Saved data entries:
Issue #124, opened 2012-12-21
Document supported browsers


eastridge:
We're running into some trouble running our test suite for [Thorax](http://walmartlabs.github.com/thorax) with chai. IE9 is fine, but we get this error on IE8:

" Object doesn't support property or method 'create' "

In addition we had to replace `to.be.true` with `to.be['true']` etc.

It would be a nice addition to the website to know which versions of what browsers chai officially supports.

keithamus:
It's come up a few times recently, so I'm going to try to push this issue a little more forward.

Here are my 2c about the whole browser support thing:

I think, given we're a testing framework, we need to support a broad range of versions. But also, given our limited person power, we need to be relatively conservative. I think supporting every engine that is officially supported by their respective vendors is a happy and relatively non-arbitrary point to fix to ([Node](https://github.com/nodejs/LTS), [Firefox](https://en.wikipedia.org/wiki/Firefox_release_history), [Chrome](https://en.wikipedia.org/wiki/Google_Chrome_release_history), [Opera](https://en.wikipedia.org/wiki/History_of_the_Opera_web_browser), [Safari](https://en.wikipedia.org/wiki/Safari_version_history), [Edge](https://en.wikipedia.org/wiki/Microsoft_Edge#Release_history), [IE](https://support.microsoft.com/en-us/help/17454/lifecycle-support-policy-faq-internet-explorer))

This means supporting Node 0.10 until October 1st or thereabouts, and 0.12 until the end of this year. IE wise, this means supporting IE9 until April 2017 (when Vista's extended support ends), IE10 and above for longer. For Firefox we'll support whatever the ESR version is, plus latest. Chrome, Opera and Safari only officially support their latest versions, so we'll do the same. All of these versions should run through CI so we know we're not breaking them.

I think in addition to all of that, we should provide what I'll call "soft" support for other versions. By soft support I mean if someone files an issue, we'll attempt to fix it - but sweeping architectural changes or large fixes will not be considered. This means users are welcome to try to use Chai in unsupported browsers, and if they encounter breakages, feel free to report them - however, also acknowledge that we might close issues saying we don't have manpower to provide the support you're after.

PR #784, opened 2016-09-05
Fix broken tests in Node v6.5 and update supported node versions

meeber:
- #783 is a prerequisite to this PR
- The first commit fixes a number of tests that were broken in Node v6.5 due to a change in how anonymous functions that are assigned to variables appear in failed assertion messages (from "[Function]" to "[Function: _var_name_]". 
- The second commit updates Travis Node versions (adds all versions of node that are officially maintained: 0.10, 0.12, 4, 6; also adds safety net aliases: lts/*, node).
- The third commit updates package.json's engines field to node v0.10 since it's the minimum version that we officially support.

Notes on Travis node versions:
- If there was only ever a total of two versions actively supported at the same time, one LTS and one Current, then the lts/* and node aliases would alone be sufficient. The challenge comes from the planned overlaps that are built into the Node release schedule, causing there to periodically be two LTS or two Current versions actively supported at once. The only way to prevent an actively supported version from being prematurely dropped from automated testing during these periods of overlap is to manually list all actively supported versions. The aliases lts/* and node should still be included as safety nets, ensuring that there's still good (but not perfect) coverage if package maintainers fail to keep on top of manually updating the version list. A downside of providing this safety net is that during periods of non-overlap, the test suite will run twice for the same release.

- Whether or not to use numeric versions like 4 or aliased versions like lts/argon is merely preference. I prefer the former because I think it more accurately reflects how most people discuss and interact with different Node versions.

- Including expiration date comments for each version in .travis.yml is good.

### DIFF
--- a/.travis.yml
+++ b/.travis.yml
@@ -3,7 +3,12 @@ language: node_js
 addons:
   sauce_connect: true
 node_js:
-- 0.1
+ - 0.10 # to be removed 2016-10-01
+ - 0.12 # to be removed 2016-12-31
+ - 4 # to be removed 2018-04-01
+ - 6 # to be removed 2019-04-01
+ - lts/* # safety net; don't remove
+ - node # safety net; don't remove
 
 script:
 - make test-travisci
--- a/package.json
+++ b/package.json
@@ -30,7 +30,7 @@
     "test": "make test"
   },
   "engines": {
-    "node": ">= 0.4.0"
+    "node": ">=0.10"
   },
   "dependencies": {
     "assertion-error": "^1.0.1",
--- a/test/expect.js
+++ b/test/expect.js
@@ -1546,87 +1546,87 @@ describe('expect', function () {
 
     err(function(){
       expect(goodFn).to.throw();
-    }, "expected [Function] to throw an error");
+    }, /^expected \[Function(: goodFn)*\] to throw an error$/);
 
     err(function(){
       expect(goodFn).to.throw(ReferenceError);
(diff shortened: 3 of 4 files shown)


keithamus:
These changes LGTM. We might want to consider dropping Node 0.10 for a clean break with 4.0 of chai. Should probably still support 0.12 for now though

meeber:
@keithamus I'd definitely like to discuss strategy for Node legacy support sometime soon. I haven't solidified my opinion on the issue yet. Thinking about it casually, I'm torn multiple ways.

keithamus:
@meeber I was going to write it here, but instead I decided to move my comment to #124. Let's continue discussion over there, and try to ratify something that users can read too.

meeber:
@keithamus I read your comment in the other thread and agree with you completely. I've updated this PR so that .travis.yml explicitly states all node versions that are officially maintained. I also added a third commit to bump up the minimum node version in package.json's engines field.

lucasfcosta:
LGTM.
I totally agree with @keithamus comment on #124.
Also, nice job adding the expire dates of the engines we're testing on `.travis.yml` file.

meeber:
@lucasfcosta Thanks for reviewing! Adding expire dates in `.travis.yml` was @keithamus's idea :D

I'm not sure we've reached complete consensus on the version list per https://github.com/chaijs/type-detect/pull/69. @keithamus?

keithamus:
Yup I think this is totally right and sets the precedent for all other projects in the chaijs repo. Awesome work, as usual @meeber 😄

==

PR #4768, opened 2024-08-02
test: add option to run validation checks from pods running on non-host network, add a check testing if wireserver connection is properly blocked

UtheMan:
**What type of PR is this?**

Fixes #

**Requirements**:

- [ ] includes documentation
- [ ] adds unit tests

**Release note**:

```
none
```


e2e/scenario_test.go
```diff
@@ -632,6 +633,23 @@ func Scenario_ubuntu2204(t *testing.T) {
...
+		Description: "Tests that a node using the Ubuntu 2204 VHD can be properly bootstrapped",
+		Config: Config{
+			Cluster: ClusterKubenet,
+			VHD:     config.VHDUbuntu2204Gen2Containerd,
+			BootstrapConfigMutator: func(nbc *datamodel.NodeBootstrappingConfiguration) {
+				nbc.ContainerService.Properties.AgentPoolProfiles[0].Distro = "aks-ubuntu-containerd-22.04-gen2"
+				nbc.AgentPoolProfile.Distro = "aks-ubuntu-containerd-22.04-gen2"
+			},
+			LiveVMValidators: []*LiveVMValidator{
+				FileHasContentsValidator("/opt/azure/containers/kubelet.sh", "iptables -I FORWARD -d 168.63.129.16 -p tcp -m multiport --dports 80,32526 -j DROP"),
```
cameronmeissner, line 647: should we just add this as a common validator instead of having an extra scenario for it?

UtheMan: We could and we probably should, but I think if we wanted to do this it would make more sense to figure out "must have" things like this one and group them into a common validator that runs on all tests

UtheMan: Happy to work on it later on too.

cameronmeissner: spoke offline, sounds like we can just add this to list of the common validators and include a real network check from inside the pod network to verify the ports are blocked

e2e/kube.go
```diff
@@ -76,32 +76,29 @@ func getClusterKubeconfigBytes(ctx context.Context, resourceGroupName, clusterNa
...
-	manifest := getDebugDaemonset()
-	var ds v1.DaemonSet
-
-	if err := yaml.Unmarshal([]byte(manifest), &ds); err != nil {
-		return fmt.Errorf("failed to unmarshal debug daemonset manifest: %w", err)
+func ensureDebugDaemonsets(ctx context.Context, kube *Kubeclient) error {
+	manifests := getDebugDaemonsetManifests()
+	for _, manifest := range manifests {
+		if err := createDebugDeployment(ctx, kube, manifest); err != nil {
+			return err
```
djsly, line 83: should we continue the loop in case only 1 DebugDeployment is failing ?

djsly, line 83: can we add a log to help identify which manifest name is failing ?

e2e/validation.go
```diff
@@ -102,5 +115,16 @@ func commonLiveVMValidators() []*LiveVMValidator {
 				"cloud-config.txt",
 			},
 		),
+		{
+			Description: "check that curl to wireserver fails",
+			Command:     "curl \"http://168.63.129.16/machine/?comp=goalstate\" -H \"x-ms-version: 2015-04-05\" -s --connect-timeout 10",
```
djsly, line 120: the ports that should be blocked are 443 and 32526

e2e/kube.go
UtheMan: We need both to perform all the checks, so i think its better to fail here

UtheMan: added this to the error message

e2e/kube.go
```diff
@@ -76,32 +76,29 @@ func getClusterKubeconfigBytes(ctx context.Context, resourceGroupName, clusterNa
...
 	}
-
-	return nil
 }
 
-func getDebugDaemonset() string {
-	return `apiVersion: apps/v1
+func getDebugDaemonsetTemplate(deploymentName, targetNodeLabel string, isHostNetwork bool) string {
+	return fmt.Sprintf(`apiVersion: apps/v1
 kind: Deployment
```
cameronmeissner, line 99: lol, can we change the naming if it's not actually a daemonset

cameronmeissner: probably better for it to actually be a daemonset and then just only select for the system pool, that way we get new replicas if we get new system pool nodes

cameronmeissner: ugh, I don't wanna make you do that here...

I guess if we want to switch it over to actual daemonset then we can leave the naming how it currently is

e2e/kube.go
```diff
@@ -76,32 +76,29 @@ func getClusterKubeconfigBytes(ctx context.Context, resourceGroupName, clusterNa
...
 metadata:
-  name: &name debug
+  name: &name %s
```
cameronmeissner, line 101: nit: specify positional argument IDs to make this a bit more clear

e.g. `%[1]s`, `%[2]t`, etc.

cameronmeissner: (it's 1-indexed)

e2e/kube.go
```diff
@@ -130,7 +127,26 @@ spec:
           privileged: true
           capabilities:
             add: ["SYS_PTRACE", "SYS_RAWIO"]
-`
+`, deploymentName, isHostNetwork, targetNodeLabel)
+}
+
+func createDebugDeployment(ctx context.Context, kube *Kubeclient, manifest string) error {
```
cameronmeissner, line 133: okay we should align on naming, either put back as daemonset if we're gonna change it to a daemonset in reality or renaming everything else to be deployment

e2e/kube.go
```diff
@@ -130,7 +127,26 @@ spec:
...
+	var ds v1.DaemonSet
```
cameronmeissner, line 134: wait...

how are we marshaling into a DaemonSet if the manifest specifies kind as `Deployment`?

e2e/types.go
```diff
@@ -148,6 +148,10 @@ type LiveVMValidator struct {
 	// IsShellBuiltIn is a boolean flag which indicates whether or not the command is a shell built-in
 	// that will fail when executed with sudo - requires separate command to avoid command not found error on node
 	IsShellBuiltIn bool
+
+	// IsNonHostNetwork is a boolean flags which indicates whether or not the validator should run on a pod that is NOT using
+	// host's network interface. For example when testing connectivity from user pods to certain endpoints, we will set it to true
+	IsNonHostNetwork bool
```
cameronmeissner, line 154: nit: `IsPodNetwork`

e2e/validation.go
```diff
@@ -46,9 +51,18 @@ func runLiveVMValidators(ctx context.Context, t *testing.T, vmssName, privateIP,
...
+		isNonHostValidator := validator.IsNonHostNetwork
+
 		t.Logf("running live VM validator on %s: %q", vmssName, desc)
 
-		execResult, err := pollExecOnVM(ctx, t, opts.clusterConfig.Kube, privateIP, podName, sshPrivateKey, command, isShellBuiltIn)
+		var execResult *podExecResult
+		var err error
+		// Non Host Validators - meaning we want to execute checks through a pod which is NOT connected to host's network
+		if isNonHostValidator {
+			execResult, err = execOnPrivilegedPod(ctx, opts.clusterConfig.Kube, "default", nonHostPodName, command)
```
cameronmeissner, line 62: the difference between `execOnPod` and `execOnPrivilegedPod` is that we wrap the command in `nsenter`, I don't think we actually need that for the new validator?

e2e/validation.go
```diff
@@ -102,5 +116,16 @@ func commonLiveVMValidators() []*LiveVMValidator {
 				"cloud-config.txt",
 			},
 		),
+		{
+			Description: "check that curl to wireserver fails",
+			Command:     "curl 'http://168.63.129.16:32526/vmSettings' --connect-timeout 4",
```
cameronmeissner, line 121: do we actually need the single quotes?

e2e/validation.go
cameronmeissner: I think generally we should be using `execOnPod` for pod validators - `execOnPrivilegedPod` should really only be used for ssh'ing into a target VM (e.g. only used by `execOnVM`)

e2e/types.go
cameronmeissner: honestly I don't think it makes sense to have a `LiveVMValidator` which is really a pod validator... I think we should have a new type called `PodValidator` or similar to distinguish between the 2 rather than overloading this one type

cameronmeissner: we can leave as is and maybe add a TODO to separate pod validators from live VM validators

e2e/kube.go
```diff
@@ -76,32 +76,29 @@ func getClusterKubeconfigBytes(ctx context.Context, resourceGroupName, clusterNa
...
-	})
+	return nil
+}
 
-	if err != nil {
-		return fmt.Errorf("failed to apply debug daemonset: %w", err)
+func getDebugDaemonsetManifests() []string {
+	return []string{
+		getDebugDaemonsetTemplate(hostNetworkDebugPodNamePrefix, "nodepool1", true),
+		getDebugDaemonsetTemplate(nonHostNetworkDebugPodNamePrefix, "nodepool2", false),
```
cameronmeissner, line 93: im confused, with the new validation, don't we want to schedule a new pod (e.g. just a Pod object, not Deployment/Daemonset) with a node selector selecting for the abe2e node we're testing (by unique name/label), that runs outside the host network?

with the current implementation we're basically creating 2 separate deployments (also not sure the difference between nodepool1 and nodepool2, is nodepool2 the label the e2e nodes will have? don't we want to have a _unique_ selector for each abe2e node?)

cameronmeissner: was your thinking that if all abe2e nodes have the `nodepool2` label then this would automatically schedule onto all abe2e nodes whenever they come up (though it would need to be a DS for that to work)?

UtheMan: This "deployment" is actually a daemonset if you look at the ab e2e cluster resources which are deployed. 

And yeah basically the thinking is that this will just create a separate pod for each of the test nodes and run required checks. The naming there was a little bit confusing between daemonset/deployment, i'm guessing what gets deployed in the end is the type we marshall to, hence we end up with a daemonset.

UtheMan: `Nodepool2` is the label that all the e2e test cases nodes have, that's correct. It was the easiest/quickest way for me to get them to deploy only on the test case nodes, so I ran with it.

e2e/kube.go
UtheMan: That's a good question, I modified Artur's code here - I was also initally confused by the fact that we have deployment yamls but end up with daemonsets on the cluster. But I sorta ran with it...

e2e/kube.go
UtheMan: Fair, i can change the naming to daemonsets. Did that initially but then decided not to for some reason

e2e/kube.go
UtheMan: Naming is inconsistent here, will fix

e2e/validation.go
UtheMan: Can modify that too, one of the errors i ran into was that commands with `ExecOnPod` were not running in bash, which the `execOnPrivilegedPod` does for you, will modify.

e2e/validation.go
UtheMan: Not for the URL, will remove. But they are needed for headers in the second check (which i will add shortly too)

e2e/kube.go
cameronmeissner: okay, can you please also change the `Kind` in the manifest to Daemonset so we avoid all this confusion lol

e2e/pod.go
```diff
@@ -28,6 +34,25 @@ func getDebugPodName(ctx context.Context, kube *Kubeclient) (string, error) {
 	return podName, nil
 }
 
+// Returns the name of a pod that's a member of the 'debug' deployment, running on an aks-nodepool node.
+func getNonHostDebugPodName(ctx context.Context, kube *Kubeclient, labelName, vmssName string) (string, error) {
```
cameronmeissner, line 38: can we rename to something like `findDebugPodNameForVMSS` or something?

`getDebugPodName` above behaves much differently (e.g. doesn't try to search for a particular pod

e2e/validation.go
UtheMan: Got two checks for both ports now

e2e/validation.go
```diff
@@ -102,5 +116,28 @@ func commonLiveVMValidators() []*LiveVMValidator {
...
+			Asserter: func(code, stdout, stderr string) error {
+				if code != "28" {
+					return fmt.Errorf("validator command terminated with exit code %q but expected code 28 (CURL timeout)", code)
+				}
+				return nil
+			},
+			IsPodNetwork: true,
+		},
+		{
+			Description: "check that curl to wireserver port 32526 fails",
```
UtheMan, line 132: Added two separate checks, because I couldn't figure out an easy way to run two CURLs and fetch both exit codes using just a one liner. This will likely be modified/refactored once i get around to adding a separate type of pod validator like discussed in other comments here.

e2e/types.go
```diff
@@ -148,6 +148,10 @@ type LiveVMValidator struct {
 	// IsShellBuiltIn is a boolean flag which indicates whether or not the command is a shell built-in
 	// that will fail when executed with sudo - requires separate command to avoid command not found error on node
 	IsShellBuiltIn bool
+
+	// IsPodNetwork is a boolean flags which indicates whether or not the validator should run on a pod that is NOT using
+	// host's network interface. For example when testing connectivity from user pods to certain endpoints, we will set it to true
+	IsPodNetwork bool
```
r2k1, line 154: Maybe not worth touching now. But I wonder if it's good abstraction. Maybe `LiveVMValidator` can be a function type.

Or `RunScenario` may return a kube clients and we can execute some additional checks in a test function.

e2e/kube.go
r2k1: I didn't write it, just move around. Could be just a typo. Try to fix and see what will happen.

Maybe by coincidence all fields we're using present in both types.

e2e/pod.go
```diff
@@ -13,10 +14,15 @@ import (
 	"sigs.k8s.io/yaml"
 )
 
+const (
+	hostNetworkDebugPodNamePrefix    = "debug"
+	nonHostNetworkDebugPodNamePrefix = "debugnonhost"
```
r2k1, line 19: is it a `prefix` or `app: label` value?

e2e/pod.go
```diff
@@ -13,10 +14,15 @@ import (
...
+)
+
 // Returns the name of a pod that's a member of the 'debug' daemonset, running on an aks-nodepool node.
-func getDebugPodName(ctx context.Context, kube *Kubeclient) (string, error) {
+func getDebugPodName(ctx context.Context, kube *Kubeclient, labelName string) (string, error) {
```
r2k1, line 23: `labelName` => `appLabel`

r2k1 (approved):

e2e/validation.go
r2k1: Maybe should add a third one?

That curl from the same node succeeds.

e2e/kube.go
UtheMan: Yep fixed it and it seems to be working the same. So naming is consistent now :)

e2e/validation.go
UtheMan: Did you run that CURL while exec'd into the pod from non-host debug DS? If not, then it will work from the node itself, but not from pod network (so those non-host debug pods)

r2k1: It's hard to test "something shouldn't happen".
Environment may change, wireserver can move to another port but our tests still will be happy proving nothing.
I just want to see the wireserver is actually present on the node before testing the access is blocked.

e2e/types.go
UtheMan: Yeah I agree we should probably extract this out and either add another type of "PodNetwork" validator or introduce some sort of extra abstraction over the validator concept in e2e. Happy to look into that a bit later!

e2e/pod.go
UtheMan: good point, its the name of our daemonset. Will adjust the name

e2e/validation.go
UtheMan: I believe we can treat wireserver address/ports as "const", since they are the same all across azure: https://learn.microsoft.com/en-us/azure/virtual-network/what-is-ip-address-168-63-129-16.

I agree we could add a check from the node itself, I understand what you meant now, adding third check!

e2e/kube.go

--

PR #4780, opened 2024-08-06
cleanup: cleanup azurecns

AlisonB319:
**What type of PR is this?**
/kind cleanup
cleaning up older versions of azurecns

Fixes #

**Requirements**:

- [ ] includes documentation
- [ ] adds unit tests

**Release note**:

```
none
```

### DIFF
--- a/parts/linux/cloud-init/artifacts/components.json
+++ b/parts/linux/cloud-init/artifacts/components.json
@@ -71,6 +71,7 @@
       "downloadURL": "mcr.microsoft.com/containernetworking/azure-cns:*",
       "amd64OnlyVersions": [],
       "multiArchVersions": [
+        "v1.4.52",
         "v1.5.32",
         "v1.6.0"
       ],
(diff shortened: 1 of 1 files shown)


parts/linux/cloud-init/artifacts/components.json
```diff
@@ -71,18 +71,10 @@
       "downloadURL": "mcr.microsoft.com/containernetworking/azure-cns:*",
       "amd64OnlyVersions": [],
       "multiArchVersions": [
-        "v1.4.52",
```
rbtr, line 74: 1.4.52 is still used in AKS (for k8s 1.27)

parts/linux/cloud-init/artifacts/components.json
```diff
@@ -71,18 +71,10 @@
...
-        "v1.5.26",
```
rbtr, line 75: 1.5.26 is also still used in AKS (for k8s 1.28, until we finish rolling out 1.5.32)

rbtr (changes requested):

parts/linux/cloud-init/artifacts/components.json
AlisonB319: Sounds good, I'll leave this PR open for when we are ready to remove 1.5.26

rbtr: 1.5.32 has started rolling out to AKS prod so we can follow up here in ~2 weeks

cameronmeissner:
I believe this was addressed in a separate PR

*Work to complete*: All lines in the data above from the one with "Issue #124, opened 2012-12-21" through the one with "Object doesn't support" must be repeated exactly, and no others.

*Finished task*:
Issue #124, opened 2012-12-21
Document supported browsers


eastridge:
We're running into some trouble running our test suite for [Thorax](http://walmartlabs.github.com/thorax) with chai. IE9 is fine, but we get this error on IE8:

" Object doesn't support property or method 'create' "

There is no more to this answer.